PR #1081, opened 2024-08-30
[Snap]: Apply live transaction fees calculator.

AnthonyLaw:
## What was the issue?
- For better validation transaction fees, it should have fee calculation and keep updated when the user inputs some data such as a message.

· · ·

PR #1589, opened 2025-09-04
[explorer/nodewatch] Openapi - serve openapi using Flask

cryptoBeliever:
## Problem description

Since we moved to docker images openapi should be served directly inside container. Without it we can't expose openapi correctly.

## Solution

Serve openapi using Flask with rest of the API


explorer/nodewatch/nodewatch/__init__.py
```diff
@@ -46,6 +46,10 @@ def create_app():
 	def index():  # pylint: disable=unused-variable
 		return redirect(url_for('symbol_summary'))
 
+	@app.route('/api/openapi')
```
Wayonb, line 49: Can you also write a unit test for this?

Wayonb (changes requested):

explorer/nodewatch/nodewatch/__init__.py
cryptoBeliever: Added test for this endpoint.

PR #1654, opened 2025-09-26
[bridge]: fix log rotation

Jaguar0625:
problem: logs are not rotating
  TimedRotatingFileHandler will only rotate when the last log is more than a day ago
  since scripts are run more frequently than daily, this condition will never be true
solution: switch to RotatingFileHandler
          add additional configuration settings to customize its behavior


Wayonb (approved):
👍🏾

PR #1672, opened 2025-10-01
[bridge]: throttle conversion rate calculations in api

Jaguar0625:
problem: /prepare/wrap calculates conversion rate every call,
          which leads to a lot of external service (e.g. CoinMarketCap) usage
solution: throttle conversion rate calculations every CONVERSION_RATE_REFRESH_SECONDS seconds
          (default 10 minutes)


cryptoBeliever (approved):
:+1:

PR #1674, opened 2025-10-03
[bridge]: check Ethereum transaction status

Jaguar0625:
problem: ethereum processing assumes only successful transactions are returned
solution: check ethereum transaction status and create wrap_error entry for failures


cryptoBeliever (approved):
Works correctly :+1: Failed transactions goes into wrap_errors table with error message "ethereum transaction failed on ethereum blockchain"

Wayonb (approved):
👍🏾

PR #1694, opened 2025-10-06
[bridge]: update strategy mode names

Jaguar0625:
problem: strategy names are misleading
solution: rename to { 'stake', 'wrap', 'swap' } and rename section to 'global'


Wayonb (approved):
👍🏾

· · ·

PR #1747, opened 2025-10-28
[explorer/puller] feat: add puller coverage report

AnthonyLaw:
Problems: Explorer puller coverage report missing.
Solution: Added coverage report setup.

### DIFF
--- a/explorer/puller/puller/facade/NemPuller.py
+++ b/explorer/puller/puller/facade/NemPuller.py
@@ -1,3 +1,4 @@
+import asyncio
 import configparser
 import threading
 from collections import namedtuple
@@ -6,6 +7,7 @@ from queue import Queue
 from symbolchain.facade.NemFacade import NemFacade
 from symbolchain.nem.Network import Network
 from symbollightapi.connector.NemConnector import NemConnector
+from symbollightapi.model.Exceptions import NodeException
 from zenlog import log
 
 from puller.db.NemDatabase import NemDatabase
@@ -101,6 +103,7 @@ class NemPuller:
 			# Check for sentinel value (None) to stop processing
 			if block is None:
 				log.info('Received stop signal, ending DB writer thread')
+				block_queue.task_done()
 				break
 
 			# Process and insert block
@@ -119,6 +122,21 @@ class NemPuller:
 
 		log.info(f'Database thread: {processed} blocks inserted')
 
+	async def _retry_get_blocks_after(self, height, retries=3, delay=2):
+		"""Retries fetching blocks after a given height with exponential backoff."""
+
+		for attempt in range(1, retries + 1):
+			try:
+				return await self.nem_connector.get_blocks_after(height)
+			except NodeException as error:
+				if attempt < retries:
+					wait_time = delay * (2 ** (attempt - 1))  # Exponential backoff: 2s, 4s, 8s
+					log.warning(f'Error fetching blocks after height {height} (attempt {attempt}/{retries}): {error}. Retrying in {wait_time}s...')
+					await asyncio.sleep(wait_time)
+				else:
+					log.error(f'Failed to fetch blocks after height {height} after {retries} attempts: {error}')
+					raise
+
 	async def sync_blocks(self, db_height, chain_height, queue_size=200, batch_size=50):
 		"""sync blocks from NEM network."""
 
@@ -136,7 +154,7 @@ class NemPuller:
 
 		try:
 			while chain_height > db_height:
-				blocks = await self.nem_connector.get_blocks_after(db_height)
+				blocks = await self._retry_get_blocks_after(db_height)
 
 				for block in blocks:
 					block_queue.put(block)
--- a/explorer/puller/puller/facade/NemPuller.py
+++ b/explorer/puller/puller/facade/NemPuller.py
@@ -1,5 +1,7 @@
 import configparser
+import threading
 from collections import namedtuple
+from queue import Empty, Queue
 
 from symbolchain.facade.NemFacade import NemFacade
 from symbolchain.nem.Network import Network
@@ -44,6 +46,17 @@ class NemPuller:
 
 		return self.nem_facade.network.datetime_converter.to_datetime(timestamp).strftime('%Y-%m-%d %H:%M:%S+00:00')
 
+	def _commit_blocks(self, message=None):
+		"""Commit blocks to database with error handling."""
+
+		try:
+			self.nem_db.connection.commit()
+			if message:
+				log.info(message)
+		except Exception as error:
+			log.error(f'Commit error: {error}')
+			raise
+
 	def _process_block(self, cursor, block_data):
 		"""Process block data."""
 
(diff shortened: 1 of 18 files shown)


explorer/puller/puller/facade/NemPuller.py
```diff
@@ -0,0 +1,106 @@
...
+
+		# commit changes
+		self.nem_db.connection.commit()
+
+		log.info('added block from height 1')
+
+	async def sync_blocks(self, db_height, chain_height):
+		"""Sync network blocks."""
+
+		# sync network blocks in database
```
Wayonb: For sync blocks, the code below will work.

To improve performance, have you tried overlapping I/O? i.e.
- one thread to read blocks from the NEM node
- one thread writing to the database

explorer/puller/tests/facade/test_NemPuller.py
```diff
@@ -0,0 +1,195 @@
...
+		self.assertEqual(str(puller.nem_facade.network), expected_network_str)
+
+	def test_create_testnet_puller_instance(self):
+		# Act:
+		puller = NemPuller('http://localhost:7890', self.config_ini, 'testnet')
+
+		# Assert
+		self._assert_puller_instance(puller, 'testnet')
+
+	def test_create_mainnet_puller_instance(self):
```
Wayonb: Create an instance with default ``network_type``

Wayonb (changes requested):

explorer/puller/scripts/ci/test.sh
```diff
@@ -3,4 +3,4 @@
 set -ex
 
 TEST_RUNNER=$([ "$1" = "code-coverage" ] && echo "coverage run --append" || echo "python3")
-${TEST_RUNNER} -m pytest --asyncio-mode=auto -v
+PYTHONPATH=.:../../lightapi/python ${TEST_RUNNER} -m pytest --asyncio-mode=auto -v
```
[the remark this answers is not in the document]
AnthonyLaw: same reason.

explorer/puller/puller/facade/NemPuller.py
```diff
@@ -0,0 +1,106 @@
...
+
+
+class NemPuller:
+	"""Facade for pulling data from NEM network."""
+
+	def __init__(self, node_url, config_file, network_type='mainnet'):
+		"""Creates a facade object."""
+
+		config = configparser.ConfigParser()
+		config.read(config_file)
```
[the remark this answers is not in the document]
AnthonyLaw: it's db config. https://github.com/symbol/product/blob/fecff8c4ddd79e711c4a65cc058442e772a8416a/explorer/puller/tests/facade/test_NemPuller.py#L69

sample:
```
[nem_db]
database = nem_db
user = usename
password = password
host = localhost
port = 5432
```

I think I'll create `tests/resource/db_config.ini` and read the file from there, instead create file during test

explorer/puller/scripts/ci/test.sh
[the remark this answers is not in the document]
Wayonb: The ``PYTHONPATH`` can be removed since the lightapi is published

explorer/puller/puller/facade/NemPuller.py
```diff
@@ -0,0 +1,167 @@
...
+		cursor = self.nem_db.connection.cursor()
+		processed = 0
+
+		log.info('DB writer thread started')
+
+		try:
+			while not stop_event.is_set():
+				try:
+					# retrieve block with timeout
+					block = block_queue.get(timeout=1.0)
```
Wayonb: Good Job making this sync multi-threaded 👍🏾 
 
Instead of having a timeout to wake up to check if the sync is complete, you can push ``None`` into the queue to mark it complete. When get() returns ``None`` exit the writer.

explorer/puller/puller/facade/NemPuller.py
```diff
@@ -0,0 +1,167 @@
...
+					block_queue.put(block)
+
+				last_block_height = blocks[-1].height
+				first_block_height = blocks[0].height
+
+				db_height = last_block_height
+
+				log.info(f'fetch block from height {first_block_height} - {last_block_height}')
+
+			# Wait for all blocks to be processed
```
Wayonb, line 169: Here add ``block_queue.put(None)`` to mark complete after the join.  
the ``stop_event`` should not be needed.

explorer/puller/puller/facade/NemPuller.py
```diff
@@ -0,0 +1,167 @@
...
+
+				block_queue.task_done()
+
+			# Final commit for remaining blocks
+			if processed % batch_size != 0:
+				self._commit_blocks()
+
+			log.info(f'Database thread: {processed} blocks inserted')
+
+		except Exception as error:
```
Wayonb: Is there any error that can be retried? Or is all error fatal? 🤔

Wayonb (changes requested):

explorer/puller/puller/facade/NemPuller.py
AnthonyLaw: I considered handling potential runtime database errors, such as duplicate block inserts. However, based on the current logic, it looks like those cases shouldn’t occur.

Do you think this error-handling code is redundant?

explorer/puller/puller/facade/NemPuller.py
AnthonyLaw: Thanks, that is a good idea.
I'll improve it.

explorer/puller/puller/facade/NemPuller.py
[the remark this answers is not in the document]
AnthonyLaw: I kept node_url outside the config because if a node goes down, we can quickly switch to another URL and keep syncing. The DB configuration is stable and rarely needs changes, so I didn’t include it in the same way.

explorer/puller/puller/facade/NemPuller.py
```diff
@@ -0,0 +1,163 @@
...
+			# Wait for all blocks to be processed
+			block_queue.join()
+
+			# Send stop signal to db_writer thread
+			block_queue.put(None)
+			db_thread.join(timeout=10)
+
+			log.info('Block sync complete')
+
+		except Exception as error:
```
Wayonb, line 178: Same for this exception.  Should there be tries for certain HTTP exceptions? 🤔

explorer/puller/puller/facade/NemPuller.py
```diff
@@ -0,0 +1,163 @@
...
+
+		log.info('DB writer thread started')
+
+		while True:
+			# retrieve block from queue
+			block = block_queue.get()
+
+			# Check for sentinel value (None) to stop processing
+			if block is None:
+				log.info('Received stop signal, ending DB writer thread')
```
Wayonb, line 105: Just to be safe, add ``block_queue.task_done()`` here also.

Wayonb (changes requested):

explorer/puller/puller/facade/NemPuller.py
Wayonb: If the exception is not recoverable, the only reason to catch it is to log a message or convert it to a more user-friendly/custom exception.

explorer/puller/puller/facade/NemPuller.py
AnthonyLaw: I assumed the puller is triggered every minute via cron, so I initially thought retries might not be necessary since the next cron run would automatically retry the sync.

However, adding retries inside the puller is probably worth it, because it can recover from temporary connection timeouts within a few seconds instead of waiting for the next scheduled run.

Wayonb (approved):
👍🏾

· · ·

In the records above, find each line holding "using" and copy it.

[explorer/nodewatch] Openapi - serve openapi using Flask
Serve openapi using Flask with rest of the API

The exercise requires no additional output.